Naoki is having very good success from what he mentioned with his new Telipogons but he has STRICT temperature control with a low (45F?) I don't think he has had them very long.

Some are semi deciduous from what Thomas Mirenda had told me. 

Which species to you manage to get?


----------



## Trithor (Sep 17, 2014)

Andicola, berthae, hutchinsonii, and thomasii.


----------



## Chicago Chad (Sep 17, 2014)

sweet-hit up Naoki!


----------



## NYEric (Sep 17, 2014)

Do you have a cool spot with an ultrasonic fogger and a fan?


----------



## naoki (Sep 17, 2014)

Nice, Gary. I just got 2 species this Spring, so not much experience as Chad mentioened. I got Telipogon collantesii and T. urceolatus from Peruflora over Redland May 2014. I wanted to try Fernandezia, and decided to try Telipogon as a side.

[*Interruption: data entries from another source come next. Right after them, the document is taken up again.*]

PR #1191, opened 2023-10-16
Add timeout to health checks to avoid very long reconciles

amisevsk:
### What does this PR do?
Adds a timeout (500ms) to the health check HTTP client. This hopefully avoids cases where the controller effectively idles for long periods while the health check server is being started (i.e. the server is not ready and is not sending a response)

Haven't created an issue yet, need to do a bit more diagnosing.

### Is it tested? How?
Also hard to test -- it's hard to trigger a slow response from the editor server manually. Regular workspace startup should not be impacted by this change, however.

### PR Checklist

### DIFF
--- a/controllers/workspace/http.go
+++ b/controllers/workspace/http.go
@@ -17,6 +17,7 @@ import (
 	"crypto/tls"
 	"net/http"
 	"net/url"
+	"time"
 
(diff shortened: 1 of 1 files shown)


AObuchow (approved):
Seems reasonable to me :+1:

PR #1196, opened 2023-10-23
Switch from using hub to gh in GitHub actions

amisevsk:
### What does this PR do?
The `hub` CLI has been removed from the Ubuntu 20.04 runner and is intended to be replaced with the 'gh' CLI. This commit adapts the previous hub command to open a PR into a gh command that does the same.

I thought that they were going to die quickly. It wan't doing anything for 2 months, but it's now growing rapidly. Ironically, Fernandezia aren't going to make it...

The environment is highly controlled. Here is my current condition:

19C day 9C night
constant 80%RH
13 or 14 h light. The intensity of light (fluorescent light) is similar to what I use for Paphs and Phals (PPFD of 120 micro moles/m^2/s, the full sun at noon is about 2000 micro moles/m^2/s).
Automatic watering by MistKing twice a day (50 seconds each), the root dries before watering because not much sphag moss is used.
Fertilizer: I think it is Dyna-gro Grow (whatever was in the bottle with quite a bit of algae growing) at 160 microS/cm with Seaplex Kelp, about every other day.
Mounted on 3cm diameter Chokecherry branch with minimum sphag. 

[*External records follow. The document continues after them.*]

PR #1223, opened 2024-01-22
Allow pod/container overrides for volumes/volumemounts

dkwon17:
### What does this PR do?
Allows pod overrides for `spec.volumes` and container overrides for `spec.containers[*].volumeMounts`.

https://github.com/eclipse/che/issues/22751

### Is it tested? How?

Checkout this PR and install DWO on a fresh cluster with [Run controller locally](https://github.com/devfile/devworkspace-operator?tab=readme-ov-file#run-controller-locally). Switch to the `devworkspace-controller` namespace by running `oc project devworkspace-controller`

<details><summary>Mounting secrets to workspace container using overrides
</summary>

1. Create secret to mount:
```
kubectl apply -f - <<EOF
apiVersion: v1
kind: Secret
metadata:
  name: dotfile-secret
data:
  .secret-file: dmFsdWUtMg0KDQo=
EOF
```

2. Create a devworkspace that uses pod-overrides and container-overrides to mount the secret:
```
curl https://gist.githubusercontent.com/dkwon17/4e698c3dcf6e36fc474eb73f5c20ac7c/raw/e7e4cf11d2081ced4b69e9cf9a230a2c8c30cf0c/che-code-secret-override.yaml | kubectl apply -f -
```

3. Wait until the DevWorkspace's status becomes 'Running'.
4. Check that the volume has been added in the workspace pod. In this case, we should see `secret-volume` in the list of volumes:
```
$ oc get pod <podname> -o=jsonpath='{.spec.volumes[*].name}'
secret-volume checode projects workspace-metadata kube-api-access-hcdjv
```
5. Check that the volumeMount has been added in the workspace pod's `tools` container:
```
$oc get pod <podname> -o=jsonpath='{.spec.containers[1].volumeMounts[*].name}'
secret-volume projects workspace-metadata kube-api-access-hcdjv
```

6. Run the following in the workspace `tools` container to check that the secret has been mounted:
```
$ cat /etc/secret-volume/.secret-file 
value-2
```
7. Stop the workspace and update the `storage-type` to `per-user`:
``` 
oc patch dw secret-volume-override --type merge -p '{"spec":{"template":{"att
ributes":{"controller.devfile.io/storage-type":"per-user"}}}}'
```
8. Start the workspace, and recheck steps 3-6.
9. Stop the workspace and update the `storage-type` to `per-workspace`, start the workspace and recheck steps 3-6 again.

</details>

The feature also works for adding PVC volumes:
```
      pod-overrides:
        spec:
          volumes:
            - name: my-pv
              persistentVolumeClaim:
                claimName: my-pvc
```

### Caveat of this feature
When introducing a new volumes using pod-overrides, the new volume must contain all fields that Kubernetes may add. For example, pods that specify configmap and secret volumes have a `defaultMode: 420` added to the yaml even if it's not originally provided in the pod's yaml.

Therefore when introducing a new configmap/secret volumes using pod-overrides, the `defaultMode` field must be provided  along with the configmap/secret details.

For example:
```
      pod-overrides:
        spec:
          volumes:
            - name: secret-volume
              secret:
                secretName: dotfile-secret
                defaultMode: 420
```

If the `defaultMode` is missing in the pod overrides, the DevWorkspace will never reach the `Running` state because the new volume in the pod will have the `defaultMode: 420` added by default. At the same time, the DWO will try to remove `defaultMode` if it doesn't exist in pod overrides. To clarify, from my testing this only happens when introducing new volumes through pod-overrides. This logic causes reconciliation until workspace start fails with this message:
```
The workspace status remains "Starting" in the last 300 seconds.
```
  

### PR Checklist

### DIFF
--- a/pkg/library/overrides/pods.go
+++ b/pkg/library/overrides/pods.go
@@ -76,24 +76,27 @@ func ApplyPodOverrides(workspace *common.DevWorkspaceWithConfig, deployment *app
 	return patched, nil
 }
 
-func GetPodVolumeOverrides(workspace *dw.DevWorkspaceTemplateSpec) (*[]corev1.Volume, error) {
-	var volumeOverrides []corev1.Volume
+func GetVolumesFromOverrides(workspace *dw.DevWorkspaceTemplateSpec) (map[string]bool, error) {
+	overrideVolumes := map[string]bool{}
+
 	overrides, err := getPodOverrides(workspace)
 	if err != nil {
-		return &volumeOverrides, err
+		return nil, err
 	}
 
 	for _, override := range overrides {
 		podSpecTemplate := corev1.PodTemplateSpec{}
 		if err := json.Unmarshal(override.Raw, &podSpecTemplate); err != nil {
-			return &volumeOverrides, fmt.Errorf("error unmarshalling: %w", err)
+			return nil, fmt.Errorf("error unmarshalling: %w", err)
 		}
 
 		if podSpecTemplate.Spec.Volumes != nil {
-			volumeOverrides = append(volumeOverrides, podSpecTemplate.Spec.Volumes...)
+			for _, volume := range podSpecTemplate.Spec.Volumes {
+				overrideVolumes[volume.Name] = true
+			}
 		}
 	}
-	return &volumeOverrides, nil
+	return overrideVolumes, nil
 }
 
 // getPodOverrides returns PodTemplateSpecOverrides for every instance of the pod overrides attribute
--- a/pkg/library/overrides/pods.go
+++ b/pkg/library/overrides/pods.go
@@ -16,9 +16,11 @@ package overrides
 import (
 	"fmt"
 
+	dw "github.com/devfile/api/v2/pkg/apis/workspaces/v1alpha2"
 	appsv1 "k8s.io/api/apps/v1"
 	corev1 "k8s.io/api/core/v1"
 	apiext "k8s.io/apiextensions-apiserver/pkg/apis/apiextensions/v1"
+
 	"k8s.io/apimachinery/pkg/util/json"
 	"k8s.io/apimachinery/pkg/util/strategicpatch"
 
@@ -41,7 +43,7 @@ func NeedsPodOverrides(workspace *common.DevWorkspaceWithConfig) bool {
 }
 
 func ApplyPodOverrides(workspace *common.DevWorkspaceWithConfig, deployment *appsv1.Deployment) (*appsv1.Deployment, error) {
-	overrides, err := getPodOverrides(workspace)
+	overrides, err := getPodOverrides(&workspace.Spec.Template)
 	if err != nil {
 		return nil, err
 	}
@@ -53,7 +55,6 @@ func ApplyPodOverrides(workspace *common.DevWorkspaceWithConfig, deployment *app
 	originalContainers := patched.Spec.Template.Spec.Containers
 	// Save fields we do not allow to be configured in pod-overrides
 	originalInitContainers := patched.Spec.Template.Spec.InitContainers
-	originalVolumes := patched.Spec.Template.Spec.Volumes
 	patchedTemplateBytes, err := json.Marshal(patched.Spec.Template)
 	if err != nil {
 		return nil, fmt.Errorf("failed to marshal deployment to yaml: %w", err)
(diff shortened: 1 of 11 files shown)


pkg/library/overrides/pods.go
```diff
@@ -72,55 +73,68 @@ func ApplyPodOverrides(workspace *common.DevWorkspaceWithConfig, deployment *app
 	patched.Spec.Template = patchedPodSpecTemplate
 	patched.Spec.Template.Spec.Containers = originalContainers
 	patched.Spec.Template.Spec.InitContainers = originalInitContainers
-	patched.Spec.Template.Spec.Volumes = originalVolumes
 	return patched, nil
 }
 
+func GetPodVolumeOverrides(workspace *dw.DevWorkspaceTemplateSpec) (*[]corev1.Volume, error) {
```
amisevsk, line 79: We probably don't want to return a reference to a slice here (`*[]corev1.Volume`), `[]corev1.Volume` should be enough (since a slice is already a reference).

pkg/library/overrides/pods.go
```diff
@@ -72,55 +73,68 @@ func ApplyPodOverrides(workspace *common.DevWorkspaceWithConfig, deployment *app
...
+	var volumeOverrides []corev1.Volume
+	overrides, err := getPodOverrides(workspace)
+	if err != nil {
+		return &volumeOverrides, err
```
amisevsk, line 83: It's clearer to just have `return nil, err` here.

pkg/library/overrides/pods.go
```diff
@@ -72,55 +73,68 @@ func ApplyPodOverrides(workspace *common.DevWorkspaceWithConfig, deployment *app
...
+		podSpecTemplate := corev1.PodTemplateSpec{}
+		if err := json.Unmarshal(override.Raw, &podSpecTemplate); err != nil {
+			return &volumeOverrides, fmt.Errorf("error unmarshalling: %w", err)
+		}
+
+		if podSpecTemplate.Spec.Volumes != nil {
+			volumeOverrides = append(volumeOverrides, podSpecTemplate.Spec.Volumes...)
+		}
+	}
+	return &volumeOverrides, nil
```
amisevsk, line 96: I believe this can return an invalid list of volumes -- what if multiple overrides apply to the same volume?

pkg/provision/storage/commonStorage.go
```diff
@@ -144,6 +145,15 @@ func (p *CommonStorageProvisioner) rewriteContainerVolumeMounts(workspaceId, pvc
 		additionalVolumes[additionalVolume.Name] = true
 	}
 
+	// Containers in podAdditions may reference volumes defined in pod overrides, and this is not an error
+	overridesVolumes, err := overrides.GetPodVolumeOverrides(workspace)
```
amisevsk, line 149: Given the usage, it might be simpler to instead have the method just return a set of volume names. 

```go
func GetVolumesFromOverrides(workspace *dw.DevWorkspaceTemplateSpec) (map[string]bool, error) {
```

I was slightly confused reading the method in `pods.go` as it makes it seem like something might require just the volumes from overrides.

amisevsk (commented):
Generally looks good, I have a few comments

Nice work :+1:

dkwon17:
Thank you for the review @amisevsk , I've updated the PR

pkg/provision/storage/perWorkspaceStorage.go
```diff
@@ -111,12 +111,12 @@ func (p *PerWorkspaceStorageProvisioner) rewriteContainerVolumeMounts(workspaceI
...
 	// Containers in podAdditions may reference volumes defined in pod overrides, and this is not an error
-	overridesVolumes, err := overrides.GetPodVolumeOverrides(workspace)
+	overridesVolumes, err := overrides.GetVolumesFromOverrides(workspace)
 	if err != nil {
 		return err
 	}
-	for _, overridesVolume := range *overridesVolumes {
-		additionalVolumes[overridesVolume.Name] = true
+	for key, value := range overridesVolumes {
+		additionalVolumes[key] = value
```
amisevsk, line 119: Minor nit:
```suggestion
	for volumeName, present := range overridesVolumes {
		additionalVolumes[volumeName] = present
```

pkg/provision/storage/commonStorage.go
```diff
@@ -146,12 +146,12 @@ func (p *CommonStorageProvisioner) rewriteContainerVolumeMounts(workspaceId, pvc
...
 	// Containers in podAdditions may reference volumes defined in pod overrides, and this is not an error
-	overridesVolumes, err := overrides.GetPodVolumeOverrides(workspace)
+	overridesVolumes, err := overrides.GetVolumesFromOverrides(workspace)
 	if err != nil {
 		return err
 	}
-	for _, overridesVolume := range *overridesVolumes {
-		additionalVolumes[overridesVolume.Name] = true
+	for key, value := range overridesVolumes {
+		additionalVolumes[key] = value
```
amisevsk, line 154: Minor nit:
```suggestion
	for volumeName, present := range overridesVolumes {
		additionalVolumes[volumeName] = present
```

pkg/library/overrides/testdata/container-overrides/overrides-can-define-volumemount.yaml
```diff
@@ -1,4 +1,4 @@
-name: "Applies volumeMount overrides from container-overrides attribute"
+name: "Container overrides can add define volumeMounts"
```
amisevsk, line 1:
```suggestion
name: "Container overrides can define a volumeMount"
```

amisevsk (approved):
LGTM :+1:

Thanks @dkwon17!

amisevsk:
Regarding the merge key for volumeMounts being `mountPath` -- we may in the future want to add some guardrails for which volumes/mounts can be overridden (e.g. you can't override default ones? I'm not sure here).

amisevsk:
@dkwon17 One somewhat annoying thing in this repo: all commits need a signoff before merge (including fixup commits that would be squashed when merging). You'll need to squash fixups manually (or sign off on them) before we can merge this PR.

dkwon17:
@amisevsk I've squashed the GitHub fixup commits and signed it off.

> we may in the future want to add some guardrails for which volumes/mounts can be overridden (e.g. you can't override default ones? I'm not sure here)

I will make a PR to update the pod/container overrides [documentation](https://github.com/devfile/devworkspace-operator/blob/main/docs/additional-configuration.adoc#pod-overrides) removing the mention about volume/mounts being non-overridable. Maybe I can add a sentence about not overriding default volumes/mounts? Nothing at the moment prevents a user from doing this however.

amisevsk:
> Maybe I can add a sentence about not overriding default volumes/mounts? Nothing at the moment prevents a user from doing this however.

That would be great -- even just a warning that you _can_ override built-in volume mounts and should avoid doing it would be useful.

I noticed that there is a bud like structure for T. collantesii, and T. urceolatus started two new growths. So I think I got over the initial acclimation issue, but we'll see how long they will survive.

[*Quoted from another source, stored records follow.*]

PR #1224, opened 2024-01-24
chore: update pod/container overrides docs

dkwon17:
### What does this PR do?
Updates pod/container overrides docs for volume/volumeMounts.

https://github.com/eclipse/che/issues/22751

### PR Checklist


docs/additional-configuration.adoc
```diff
@@ -302,7 +302,9 @@ spec:
           securityContext:
             runAsUser: 1234
 ----
-Note that the pod-overrides field does not allow configuring `containers`, `initContainers`, and `volumes`. In order to configure these elements, use existing DevWorkspace fields (container components, volume components)
+Note that the pod-overrides field does not allow configuring `containers` and `initContainers`. In order to configure these elements, use the existing DevWorkspace `spec.template.components` field.
```
AObuchow, line 305: Potential suggestion:

"Note that the pod-overrides field does not allow configuring **the** `containers` and `initContainers` **fields from the pod spec**".

docs/additional-configuration.adoc
```diff
@@ -302,7 +302,9 @@ spec:
...
+
+Note that extra precaution should be taken when overriding the `volumes` field. The DevWorkspace operator defines pod volumes by default for config files, metadata, and credentials. To avoid unexpected behaviour, these default volumes should not be overridden.
```
AObuchow, line 307: "Operator" in "DevWorkspace Operator" is capitalized elsewhere in this doc. 

Also slight re-wording suggestion:

"The DevWorkspace Operator sets the pod volumes field by default for config files, metadata, and credentials. To avoid unexpected behaviour, the volumes field should not be overridden."

docs/additional-configuration.adoc
```diff
@@ -325,7 +327,9 @@ spec:
         attributes:
           container-overrides: {"resources":{"limits":{"nvidia.com/gpu":"1"}}}
 ----
-Note that the container-overrides field does not allow configuring fields that are available through the regular DevWorkspace API. In particular, workspaces will fail to start if the container-overrides attribute attempts to override `name`, `image`, `command`, `args`, `ports`, `volumeMounts`, or `env`.
+Note that the container-overrides field does not allow configuring most fields that are available through the regular DevWorkspace API. In particular, workspaces will fail to start if the container-overrides attribute attempts to override `name`, `image`, `command`, `args`, `ports`, or `env`.
```
AObuchow, line 330: We could link the actual devfile Schema/API here, i.e. "Note that the container-overrides field does not allow configuring most fields that are available through the regular [DevWorkspace API](https://devfile.io/docs/2.2.2/devfile-schema#components-container)".

 Though, this is kind of awkard (since it's the DevFile API, not the DevWorkspace API...)

Also, that link will eventually become outdated, as it points to v2.2.2 of the DevFile API (and it doesn't seem there's a way to make the link point to "latest"). 

Take this suggestion with a grain of salt :P

docs/additional-configuration.adoc
```diff
@@ -325,7 +327,9 @@ spec:
...
+
+Note that extra precaution should be taken when overriding the `volumeMounts` field. The DevWorkspace operator defines volumeMounts by default for config files, metadata, and credentials. To avoid unexpected behaviour, these default volumeMounts should not be overridden.
```
AObuchow, line 332: The two last times "volumeMounts" is mentioned are missing backticks, e.g. volumeMounts should be `volumeMounts` for consistency.

My earlier re-wording suggestion could also be used here:

The DevWorkspace operator sets the `volumeMounts` by default for config files, metadata, and credentials. To avoid unexpected behaviour, the `volumeMounts` field should not be overridden.

AObuchow (commented):
Overall looks great to me :) Thanks David :)

AObuchow:
Also, just thinking out loud:

I think documenting the caveats of modifying volume/volumeMounts in pod/container overrides is good enough for now.

If users end up misusing this feature (and ignoring the warning given in this PR), we could add a webhook warning when validating a devworkspace to check if the volume or volumeMount fields are being set in pod/container overrides.

amisevsk (approved):
LGTM apart from @AObuchow's comments

dkwon17:
Thanks @AObuchow @amisevsk , I've updated the PR

docs/additional-configuration.adoc
dkwon17: Updated to:

> The DevWorkspace Operator sets the pod `spec.volumes` field by default for config files, metadata, and credentials. To avoid unexpected behaviour, the `spec.volumes` field should not be overridden.

WDYT?

docs/additional-configuration.adoc
dkwon17: Thanks, updated

AObuchow (approved):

The other species growing well next to them are Masdevallia racemosa, M. rimarima-alba, Trichoceros antennifer.

I'd love to hear how yours will do!


----------



## TyroneGenade (Sep 17, 2014)

Hi Gary,

A grower from Sacramento (I forget the name, Bob Gun?) told me that he managed to grow these types of high humidity/high light/low temp by planting them in small pots of oasis (the stuff sold in SA for flower arranging). I tried this once with Restrepia and the like and they survived the summer in these tiny water-pots. He stood the "pots" in water so there was constant evaporative cooling. I suppose you can give this a try.


----------



## NYEric (Sep 17, 2014)

naoki said:


> Ironically, Fernandezia aren't going to make it...


That's a surprise because they require cool temps!!


----------



## Trithor (Sep 18, 2014)

Thanks for the feedback everyone. I have no experience in growing any cool species, so this is going to be a whole new learning experience for me. I am almost exclusively a paph grower with a bit of 'flowering shade cloth' thrown in. I was thinking of building a Wardian case or similar to house some species. I have an 'alcove' measuring about 2,5m wide, x 2,2m high x 0,8m deep. It is currently occupied by a wall unit, but I am sure a plant display will give me infinitely more pleasure.
I am thinking of building a storage unit underneath to house pumps, timers and reservoirs. Then a shallow water/swamp habitat for some fish and amphibians and then the remainder for the telipogons and other (soon to be purchased). Funny how a USD200 purchase snowballs into a project far out of proportion to the initial purchase. 
Naoki, a few pics of how you are growing these will be greatly appreciated.
Any suggestions on how I should approach this new 'folly' will also be of great assistance. Eric, I am sure that if you can grow plants on the stove, I should be able to grow some in a case, if only I can figure out what I need to do to build it.


----------



## NYEric (Sep 18, 2014)

Wow!!!! Actually I used a 55 gallon diamond cut cube fish tank. unfortunately I did not leave an air space (I recommend 2" gap between the tank and cover). I had water circulating pumps, fans, ultrasonic foggers and stewed a large number of Pleuros to death!!! :sob:


----------



## naoki (Sep 19, 2014)

Gary, here is mine (I don't know if it helps, though):




(oops, I noticed the color balance is quite a bit off).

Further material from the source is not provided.